Cognitive escapism refers to the use of media to divert attention from real-world stressors and engage in alternative, often more gratifying, cognitive activities. Open-world games, with their detailed and expansive environments, may provide ideal platforms for this form of escapism. They allow players to immerse themselves in different realities, which can be mentally stimulating and refreshing. For instance, previous work on the psychological benefits of immersive virtual environments highlights the potential for such environments to offer significant cognitive relief

The authors added that

The World Health Organization has recognized “gaming disorder” as a behavioral addiction, highlighting the need for moderation and awareness. Furthermore, extended periods of gameplay can negatively affect physical health, contributing to a sedentary lifestyle.

Which struck me as a flaccid, hand-waving gesture to the “gaming is bad for you” crowd. The WHO itself recognized that “gaming disorder affects only a small proportion of people who engage in digital- or video-gaming activities.” I’d like to see more research into how OWGs can be used to stimulate the minds of seniors and disabled people who don;t have much if any physical mobility. Some work has been done with VR in that area.

They concluded, “Future research may investigate the long-term effects of regular engagement with open-world games and explore their potential therapeutic applications for managing stress and anxiety.”

*** Freud wrote in Civilization and Its Discontents, “…what decides the purpose of life is simply the programme of the pleasure principle.” This also applies to games.
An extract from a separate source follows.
PR #116, opened 2026-08-22
fix: images sharing a block container with a sibling were dropped (#113)

### LINKED ISSUE #113: Images preceded by a caption div are silently dropped

jloutsch:
Closes #113.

If a game is too grindy, it ceases to be fun. But a game also needs challenges that force the player to overcome. Freud continued, “When any situation that is desired by the pleasure principle is prolonged, it only produces a feeling of mild contentment. We are so made that we can derive intense enjoyment only from a contrast and very little from a state of things.” Finding the balance is the first task of the game designers.

**** More initialisms: MMORPGs are Massive Multiplayer Online RPGs. For example, World of Warcraft, Neverwinter. ARPGs are Action RPGs. For example, the Borderlands franchise. Some of these games are solo — Hogwart’s Legacy and the Assassin’s Creed games for example — others may be co-op so one or more friends can connect via the internet — the Sniper Elite, Borderlands, games for example. Minecraft, a massively popular game of building, crafting, exploring, and survival, is also an OWG, but reduces the computing load by using low-resolution textures called voxels, which has allowed it to be played on a wide range of devices.
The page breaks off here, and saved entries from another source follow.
Issue #120, opened 2026-08-22
kfxgen never emits $601 render mode; Amazon marks decorative images inline


jloutsch:
Found while disproving #118, by comparing kfxgen's output against Kindle Previewer 3.106 on the same book (`research/gutenberg-top-90/pg40739.epub`). This is the one genuine conformance gap that comparison turned up.

## The difference

Both pipelines emit 8 `$164` image resources and 8 `$271` image entries. Amazon sets `$601` on four of them; kfxgen sets it on none.

```
kfxgen entry shapes:   x7  [$155, $157, $159, $175, $584]
                       x1  [$155, $157, $159, $175, $584, $790]

Amazon entry shapes:   x4  [$155, $157, $159, $175, $584, $601]   ($601 = $283)
                       x3  [$155, $157, $159, $175, $584]
                       x1  [$155, $157, $159, $175]
```

`$601` is the render property. `$601 == "$283"` maps to `-kfx-render: inline` in upstream's decoder (`yj_to_epub_content.py:1312`), selecting inline flow rather than block for the image.

## Which images, and why it is not arbitrary

Mapping Amazon's resources back by dimension:

| `$601` | Images | Source markup |
|---|---|---|
| `$283` (inline) | 512×206, 512×204, 512×202, 512×197 — the four decorative *Fidibus* images | `<div class="image-center"><img></div>` — image alone in its container |
| absent (block) | 551×197, 544×188, 553×191 — the three captioned figures | `<div class="image-center"><div class="caption">Fig. N.</div><img></div>` |
| absent (block) | 462×700 — the title page | cover wrapper |

Amazon marks an image inline when it stands alone in its container, and leaves it block when it sits with a caption. That is exactly the distinction `extract_blocks_from_html._walk` already makes internally — leaf block versus container with block children, the same split #113 turned on — but kfxgen discards it after extraction instead of recording it in the output.

## Why this might matter

Untested, and worth saying so plainly: no device check has been done, and the practical effect of `-kfx-render: inline` on a Kindle is unknown to me. It plausibly changes spacing around decorative images — whether they sit in the text flow or break it — which on a page of body text is visible.

It is also the kind of difference that is invisible to every check kfxgen currently has. Tier-2 decodes without raising, tier-3 compares against our own goldens, and the corpus sweep counts images. None of them compare against Amazon.

## Suggested approach

[...]

Issue #118, opened 2026-08-22
Images are not tappable: kfxgen never emits the zoomable plugin resource


jloutsch:
Found on device while verifying #116. Images render, but tapping one does nothing — no enlarge, no full-screen view. Observed on both test books.

Not a regression from #116. kfxgen has never emitted the structure this needs.

## What kfxgen emits

`native_generator.py:460` picks the resource format from the image bytes:

```python
format_sym = "$285" if image_format == "jpeg" else "$284"
```

So every image becomes a plain `$164` resource with `$161` set to `$284` (PNG) or `$285` (JPEG), referenced from a `$259` entry via `$175`. That is a complete, valid image — and a static one.

## What tap-to-zoom actually requires

Upstream `kfxlib` shows the two paths side by side when converting KFX back to EPUB (`yj_to_epub_misc.py:517`):

```python
elif res.format == "$284":
    content_elem.tag = "img"          # plain image, nothing tappable
    ...
else:
    manifest_ = IonText(...).deserialize_annotated_value(res.raw_media.decode("utf-8"), ...)
    plugin_type = manifest_.get_annotation()
    ...
    elif plugin_type == "zoomable":
        content_elem.tag = "img"
        content_elem.set("src", ... manifest["facets"]["media"]["uri"] ...)
```

A zoomable image is a **plugin resource**: its payload is not image bytes at all but an Ion *text* manifest, annotated with the plugin type, whose `facets.media.uri` points at the real image resource. The same mechanism carries `audio`, `button`, `hyperlink` and `webview`.

So the shape is roughly:

- the image resource itself, as today
- a second resource whose raw media is an Ion-text manifest annotated `zoomable`, referencing the first
- the `$259` entry pointing at the plugin resource rather than the image

Exact field names beyond `facets.media.uri` still need reading out of a real Amazon-produced file; the decoder above only shows what it consumes.

## Why it matters

Illustrated non-fiction is where this bites. #116 just recovered 33 plates in one corpus book and three schematic figures in another — diagrams that are legible only when enlarged on a 6-inch screen. Getting the image into the file and leaving it untappable solves half the problem.

It also affects every image kfxgen has ever emitted, not just the recovered ones.

## Verification path

`research/kfx-format-baseline/` already decodes Amazon-engine output through full `kfxlib`. A Previewer conversion of a book with a zoomable figure would show the real manifest, which is the cheapest way to get the field names right rather than guessing them.

[...]

PR #121, opened 2026-08-22
test: pin the image-entry contract verified against Amazon's output (#118)

jloutsch:
#118 asked for a zoomable plugin resource so images would respond to tap. **I did not implement it — the premise was wrong**, and this PR records why plus a test for the shape that is actually correct.

## What the measurement showed

Converted the same book with Kindle Previewer 3.106 and decoded the KPF with full upstream `kfxlib`:

| `pg40739.epub` | kfxgen | Previewer 3.106 |
|---|---|---|
| `$164` image resources | 8 | 8 |
| Plugin resources | 0 | **0** |
| `$274` plugin content | none | **none** |
| Image content type | `$271` | `$271` |

Amazon's content types in that file: `$269`, `$270`, `$279`, `$596`, `$271`, `$278`, `$454`. No `$274`.

The zoomable path in `yj_to_epub_misc.py` is real, but it is reached only from `content_type == "$274"`, which EPUB conversion never produces — it is presumably for comics with region magnification or books authored in Kindle Create. Emitting it here would mean shipping structure the reference implementation never emits, unverifiable except by another device round-trip. That is divergence, not conformance.

#118 is closed as won't-do with the measurements recorded on it.

## What this PR adds

A tier-3 assertion pinning the verified shape: `$271` content type, every referenced resource present, every `$164` backed by a `$417` payload.

The docstring carries the comparison, because the failure mode here is not a bug — it is someone reading the tap-to-zoom path in a year, assuming it applies to ordinary images, and implementing it. The test makes that a deliberate decision rather than a drift.

Verified the assertion discriminates rather than assuming: flipping a golden's image entries to `$274` is detected.

## Also found, filed separately as #120

The comparison surfaced one genuine conformance gap. Amazon sets `$601` (`-kfx-render: inline`) on 4 of its 8 image entries; kfxgen sets it on none. Mapping by dimension shows the rule:

| `$601` | Images | Source markup |
|---|---|---|
| `$283` inline | four decorative images, 512×~200 | `<div></div>` — image alone |
| absent, block | three captioned figures + title page | `<div><div class="caption">…</div></div>` |

Amazon marks an image inline when it stands alone in its container. That is the same distinction `_walk` already makes internally — the one #113 turned on — but kfxgen discards it after extraction instead of recording it. Filed rather than fixed here: one book is one data point, and it should be confirmed on two or three more before implementing.

691 tests pass.

### DIFF
--- a/tests/integration/test_golden_corpus.py
+++ b/tests/integration/test_golden_corpus.py
@@ -493,3 +493,59 @@ def test_fixture_long_chapter_shape(tmp_path):
             )
             refs += 1
     assert refs > 0, "no text entries carried a $145 reference"
+
+
+@pytest.mark.tier3
+@pytest.mark.integration
+def test_image_entries_match_amazons_shape():
+    """Images use the plain `$271` content type, not the `$274` plugin type.
+
+    Recorded from a direct comparison rather than inference. Kindle Previewer
+    3.106 was run over `pg40739.epub` and the resulting KPF decoded with full
+    upstream `kfxlib`; both pipelines produced 8 `$164` resources, 8 `$271`
+    image entries, and **zero** plugin resources. Amazon's content types in
+    that file were `$269`, `$270`, `$279`, `$596`, `$271`, `$278`, `$454` —
+    no `$274` anywhere.
+
+    That matters because `$274` routes to `process_plugin` in upstream's
+    decoder (`yj_to_epub_misc.py:534`), which is where the "zoomable" plugin
+    lives. #118 proposed emitting it so images would respond to tap; the
+    comparison showed Amazon never emits it for EPUB conversion either, so
+    doing that would be divergence from the reference rather than conformance.
+    This test pins the shape that was verified, so a future change toward `$274`
+    has to be a deliberate decision rather than a drift.
+
+    Every referenced resource must also have a payload: a `$164` with no `$417`
+    is a declared image with no bytes behind it.
+    """
+    frags = load_fragments(EXPECTED_DIR / "captioned_images.kfx")
+    resources = {str(f.fid) for f in by_type(frags, "$164")}
+    payloads = {str(f.fid).split("/")[-1] for f in by_type(frags, "$417")}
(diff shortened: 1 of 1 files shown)


jloutsch:
All four addressed. The second finding was the important one and it is the third time this exact trap has caught me today.

## It read the committed golden

So a generator regression would leave the golden untouched and the test would pass while the product was broken — contradicting its own docstring and the policy this file states three times.

The reviewer's scenario is worse than I would have guessed: the whole **default suite** stays green. `test_golden_structural_diff` compares only top-level key names and `$159` is nested, so it sees nothing. Only `tier3_strict` catches it, and its remedy line says "regenerate goldens" — after which the evidence is gone.

Now built with `_build_fresh`, matching the neighbouring shape tests.

**Verified by mutating the generator, not the data.** Flipping `native_generator.py:1524` from `$271` to `$274`:

```
before this change:  691 passed        <- the regression sailed through
after:               1 failed, 690 passed
```

## The payload check matched basenames, not the link

`$164` and `$417` are paired through `$165`, and the location name is documented as free-form (`"cover_img_raw"`). Comparing `$164` fids against `$417` basenames only worked because they happen to share a suffix today.

Demonstrated the failure mode concretely — a *valid* file using the documented naming:

```
$164 fid = cover_img, $165 = cover_img_raw, $417 fid = cover_img_raw

new ($165 link)      -> passes: True
old (basename match) -> passes: False    <- rejects a correct file
```

Now resolves `$165` against `$417` fids.

## The walk was one level deep and `$146`-only

An image entry nested deeper — the container case #113 was about — was never content-type checked, and a storyline using `$181` would read as "no entries" and trip the fixture-rot assert as a false failure. Replaced with a recursive struct walk.

## The docstring cited an upstream line number

In a file that is not vendored here and not pinned to a version — the part most likely to be wrong in a year, in a docstring whose whole purpose is to be read then. Now names the behaviour and pins the kfxlib version.

691 tests pass.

***** Although Senet boards and pieces were rediscovered in archaeological digs in Egypt, in the 1930s, no set of rules was found. Various sets of rules have been proposed, and versions of the game are available commercially today. Another ancient Egyptian game found in tombs is Hounds and Jackals. The Royal Game of Ur was an ancient Mesopotamian game, dated 2400-2600 BCE. Chess is a relative latecomer: it was first introduced as chaturanga around 700 CE and spread throughout Europe via the Middle East. Playing cards were invented even later, in China sometime in the 9th century CE, but didn’t arrive in Europe until the late 14th century.

Words: 2,360

One comment

  1. https://www.ncesc.com/gaming-pedia/what-is-the-difference-between-open-world-and-closed-world-games/
    What is an example of a closed world game?
    An example of a closed world game is The Sims, City Skylines, and the Rollercoaster Tycoon franchise. These games have a specific story line that the player needs to follow. While they offer a wide range of gameplay options and freedom of choice, they do not allow the players to actively explore and discover worlds. Instead, they provide specific play spaces.
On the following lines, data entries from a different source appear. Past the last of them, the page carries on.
PR #829, opened 2020-01-19
[Java] Add slow test Github actions target (linux, jdk11 only).

mikeb01:
Runs in about 7 minutes in CI.  Runs any test tagged with @SlowTest.

### DIFF
--- a/.github/workflows/ci.yml
+++ b/.github/workflows/ci.yml
@@ -42,6 +42,36 @@ jobs:
       - name: Build with Gradle
         run: ./gradlew
 
+  java-slow-test-build:
+    name: Java ${{ matrix.java }} (${{ matrix.os }})
+    runs-on: ${{ matrix.os }}
+    strategy:
+      fail-fast: false
+      matrix:
+        java: [ '11' ]
+        os: ['ubuntu-latest']
+    steps:
+      - name: Checkout code
+        uses: actions/checkout@v2
+      - name: Cache Gradle dependencies
+        uses: actions/cache@v1
+        with:
+          path: ~/.gradle/caches
+          key: ${{ runner.os }}-gradle-caches-${{ hashFiles('**/*.gradle') }}
+          restore-keys: |
+            ${{ runner.os }}-gradle-caches-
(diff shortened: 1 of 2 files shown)


vyazelenko:
I thought the idea was to have `slow tests` run on a different cadence then the rest of the build, e.g. nightly build and maybe via a manual trigger. As it currently stands the `slow tests` build will run on every commit and PR.

If we are to separate them from the main build we'll need to create a separate yaml file just for that build and specify trigger conditions there, i.e. schedule and manual trigger. See [Events that trigger workflows](https://help.github.com/en/actions/automating-your-workflow-with-github-actions/events-that-trigger-workflows).

On the other hand having `slow tests` for every build will catch errors faster but then why separate them into a separate build and not just run all tests in the normal build?

.github/workflows/ci.yml
```diff
@@ -42,6 +42,36 @@ jobs:
       - name: Build with Gradle
         run: ./gradlew
 
+  java-slow-test-build:
+    name: Java ${{ matrix.java }} (${{ matrix.os }})
```
vyazelenko: Please use different name so we can distinguish from the rest of the builds.

.github/workflows/ci.yml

    What is considered an open-world game?
    In video games, an open world is a virtual world in which the player can approach objectives freely, as opposed to a world with more linear and structured gameplay. Notable examples of open world games include The Legend of Zelda, Grand Theft Auto III, and Minecraft. These games provide players with the freedom to explore and discover the virtual world at their own pace.